Three decades ago, Mercury startled astronomers by having a rotation on its own axis, independent of the Sun. According to the accepted theories, it should have become locked into having the same side constantly facing the Sun, on account of the intense gravity pull. If it were once semi-molten, as is assumed, then an independent rotation should have generated huge tides on its surface, until it became locked into facing ever sunwards. It turned out not to be phase-locked, as our Moon is towards Earth - nor, on the other hand, to have an independent rotation, but something curiously in-between. Its day is two years! An observer on Mercury would see the Sun go round once in the sky, while it goes twice round the zodiac. Rephrasing that, it spins on its axis twice for every three rotations around the Sun. This is a subtle and elusive matter! The periods here are 58.6 days and 88 days, so: Astronomers had erroneously believed for nearly a century that Mercury had no day of its own distinct from its 'year', mainly it seems because they noted that the same surface markings returned to the sunlit side every two orbital revolutions. 'Thus, astronomers could have been fooled, because looking at Mercury after two of its orbital periods they would see the same markings on the sunlit side and would find no disagreement with the 88 day period ... Thus, half the telescopic observations that led to the 88-day interval were actually correct, but many of the conflicting observations were ignored or missed.'4 What new tricks, we can only wonder, will Mercury have up its sleeve? Tempestuous Mars
The two satellites are called Phobos and Diemos (fear and terror) named after the section in Homer's Iliad where Mars is preparing to emerge onto the battlefield: And he ordered Phobos and Diemos to harness his horses, Phobos, due to its low orbit, is destined to disintegrate, doomed to destruction, calculated to crash. Whilst negotiating the descent of the Viking spacecraft onto the sands of Mars in 1976, Carl Sagan and his team in Pasadena were frustrated by a duststorm enduring for several weeks, prohibiting the gathering of any data from the probe. They noted that surface temperatures decreased somewhat, owing to the obscuration of sunlight by the duststorms. From this cooling effect on Mars came Sagan's 'nuclear winter' theory of the icy cold which would follow a nuclear exchange, after dust swirling in the upper atmosphere obscured the light of the Sun. Thus arose a final Martial warning - from Mars. Jupiter, Wielder of Thunderbolts Whirling round at a great speed, once per ten hours, Jupiter generates an immense magnetic field. So vast is it that Saturn enters into the tail of its magnetosphere each time it comes into conjunction with Jupiter. The astrologers' archetypal 'expansion' image is borne by a planet larger than all the others put together. In 1955, radio interference due to a Jupiter magnetic storm was first detected, it was first assumed that this was due to a nearby car motor, as it seemed impossible for such powerful radiation to come from a million miles away. Jupiter's radio energy normally occurs in a series of short bursts: "to many radio astronomers, it almost sounds like the kind of radio noise made by lightning storms on earth"5.

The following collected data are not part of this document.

PR #159, opened 2021-05-21
chore: add take api

driftluo:
The snapshot only records the internal state(registers and memory) of the running VM. To fully restore the scene, we need to support all syscall、cycle calculation function and debugger function, rebuilding is too expensive each time, this PR will be added all `take_*` API to get the information inside the VM to facilitate the reconstruction

### DIFF
--- a/src/machine/mod.rs
+++ b/src/machine/mod.rs
@@ -538,6 +538,18 @@ impl<'a, Inner: SupportMachine> DefaultMachine<'a, Inner> {
         self.inner
     }
 
+    pub fn take_cycle_func(&mut self) -> Option<Box<InstructionCycleFunc>> {
+        self.instruction_cycle_func.take()
+    }
+
+    pub fn take_syscalls(&mut self) -> Vec<Box<dyn Syscalls<Inner> + 'a>> {
+        ::std::mem::take(&mut self.syscalls)
+    }
+
+    pub fn take_debugger(&mut self) -> Option<Box<dyn Debugger<Inner> + 'a>> {
+        self.debugger.take()
+    }
+
     pub fn exit_code(&self) -> i8 {
         self.exit_code
     }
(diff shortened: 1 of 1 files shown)


xxuejie:
I'm not sure about this change. Several considerations:

1. What work does rebuilding the syscalls and all surrounding environment requires? Which part is considered as the expensive part?
2. Have we performed analysis on the memory consumption when packing all the syscall structs together? Snapshotting VM alone can already be a memory consuming task, I wonder what the overall memory requirement would be if all syscalls are also packed.
3. A lot of CKB syscalls we use now has [this structure](https://github.com/nervosnetwork/ckb/blob/3ee17124c905a03450456ca84f946c38090a11e7/script/src/syscalls/load_cell.rs#L19-L25), where we are only take references of the data structure owned by top level TransactionScriptsVerifier. This is the part I wasn't sure: if we take the syscalls out of the VM instance, we might need to deal with lifetime hassles that can bubble up fairly quickly. Maybe there is a solution, I just wasn't sure a clear and simple path exists.

driftluo:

Jovian storms are related to the small inner satellite, Io. When Io is in a direct line between Sun and Jupiter, emissions are five times weaker than when Io is 90° off the Sun-Jupiter line6. Storms maximise at Sun-Io square! How little Io does this remains a mystery. The Voyager I spacecraft set off in 1977 and reached Jupiter in 1979. It was constructed to be able to function perfectly well within the enormous magnetic and high-energy electric fields of Jupiter, and would even "...be able to detect bursts of radio waves from single lightning strokes in the Jovian atmosphere."7 The Voyager data on Jupiter came in, majestic and beyond expectation:
'Windswept clouds churn and seethe in Jupiter's colourful atmosphere. Huge storms larger than the Earth in size swirl across Jupiter, while giant cyclones create continent-sized spots. Smaller spots chase each other, whirling and rolling about, and even devouring each other. Zones and belts race around the huge planet, driven by hurricane-speed winds. Lightning bolts illuminate the Jovian night sky with enough energy to vaporise a city. Everywhere there is stormy weather as clouds billow, churn and surge above a vast sea of hydrogen. The colourful spots, zones and belts are weather patterns. In fact, nearly everything we see on this awesome planet is a storm cloud.8 Jove's brilliant colouration came from continuous lightning discharges in the atmosphere: "The dark side of Jupiter also revealed intense lightning storms all over the place... these may be responsible for Jupiter's fantastic colouring"9 The storms block out radio function on Earth, and volcanoes erupt on Io from the stresses and strains of its role. The data collected surpassed everyone's expectations, indeed it had been some time since anything made astronomers feel so jovial. Stern Saturn
The Saturn images by contrast were of measure and precision. Saturn is a grey planet. One report spoke of its 'translucent, marble-like surface graced with diaphanous rings.' Its rings formed exact circles, the only such in the solar system. They were level as though held on a glass plate, and detached from one another. Multi-hued, they all seemed to know their places, and some were 'plaited' together. The rings turned out to be made of thin, separate lines: 'when the Voyager cameras zoomed in on the main rings, they appeared to break up into countless rings - almost without limit. Thousands of tiny ringlets appeared...some of them making a complete circle around Saturn'10. The overall thickness of the rings could be just a few metres deep. In the immensity of space, what established these rings, so ordered and symmetrical, and what sustains them? What astronomers call 'Shepherd moons' were noted, which somehow helped the rings to stay in place, but even so the astronomers were baffled. 'Spokes' of light and dark rays passed through the different ring layers, even though they were moving round at different speeds. The magnetic axis was the same as its axis or rotation (a problem because the magnetic field of a planet is supposed to be generated by the angle between the two), emphasising the strong right angle between this axis and the rings lying on the equatorial plane. Eccentric Uranus In 1986, Voyager arrived at Uranus, obtaining pictures of this eccentric and mysterious sphere, with its surface glowing ultra-violet, and nine dark rings surrounding it. It rotates in a retrograde direction, lolling on its side as if it had never heard of the ecliptic plane. Its magnetic axis protrudes at about latitude 40°, and does not even pass through the planet's centre.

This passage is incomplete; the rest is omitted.